In what has beena progressive process,the Residency Thematic Area Committee of the ESOG-ACOG Collaborative Project handed over documents of harmonized curriculum and minimum requirements to 12 institutions, which are currently running the OB-GYN residency programs.
An agreement was reached to set minimum requirements and core competencies and educational objectives for residency programs on a consultative meeting conducted on November 28, 2016. The Ethiopian Society of Obstetricians and Gynecologists (ESOG) took the initiative to harmonize curriculums and adopts standards under its project with the American College of Obstetrics and Gynecology (ACOG).
The objective of the documents is to harmonize the curriculum being used by various residency programs in various institutions and setting minimum standards for institutions to fulfil before they are allowed to launch the program.
Our communications team has witnessed the handover event in two of the 12 institutions: Wolayita Sodo University Referral Hospital and Hawassa Referral Hospital. The handover in these institutions was led by Dr. Balkachew Nigatu, ESOG’s vice president. Dr. Balkachew handed over the documents to Dr. Birhanetsehay T. Tsadik, chief executive director of Wolayita University Referral Hospital and Dr. Zerai Kassaye, Obstetrician and Gynecologist at Hawassa University Referral Hospital.
The handover involved a presentation on the documents and discussions with the residents and the administrations.
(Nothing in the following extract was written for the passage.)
PR #1, opened 2023-02-07
[ORCA-129] Create Python package structure based on `py-dcqc`

BrunoGrandePhD:
I have come to regret some design decisions that I made when I was working on the `sagetasks` proof of concept. When I worked on the DAG for launching a workflow on Cavatica, I found the process awkward in Airflow. We also should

Both institutions warmly welcomed the arrival of the documents and shared their views and concerns during the discussions.
The administration at Wolayita Sodo Referral Hospital was highly concerned of the number of staff it currently has. The program at Wolayita is supported by only three gynecologists and only one of whom is a senior staff. The concern seems understandable as the program at Wolayita might face a serious scrutiny based on the new requirements set in the document: the availability of at least four gynecologists to be able to run the program.
The discussion at Hawassa was rather filled with a tone of confidence as the curriculum there is already in line in most of the areas with the new documents. Participants challenged the absence of intensive annual exams in the new documents. They asserted those exams have helped maintain their focus on their studies as residents. They were referring to third year exit exams for residents, which is no longer required to be administered according to the newly harmonized curriculum.
The document entitled- National Harmonized Obstetrics and Gynecology Specialty Training Curriculum is a 96 pages document outlining what a residency program should look like content wise. The document outlines requirements regarding Patient Care, Medical Knowledge, Practice Based Learning and Improvement, Communication and Interpersonal Skills, Professionalism and Ethics, Systems Based Practice, Admission Requirements, Graduation Requirements, Nomenclature of the Specialty Certificates, Teaching and Learning Methods, Assessment Methods and Grading Criteria, Grading, Promotion and Course Scheduling.
It further elaborates the year by year course and practice contents that must be undertaken by a candidate resident before graduation.
The other document handed over, on the other hand, is entitled Minimum Requirements for Accreditation of Residency Educational Programs. This document presents a roadmap for institutions and requirements that need to be fulfilled before the opening of a residency program.The requirements involve Human Resource, Number and Variety of Patients, Physical and Technical Resources, Clinical Services, Supporting Services, Equipment and Financial Support.
A national board is to be established to review how competent programs are in the various institutions. Once national review starts programs will be labeled Green for good to go, Yellow for required improvements in the program or Red for a possible shut down of the program.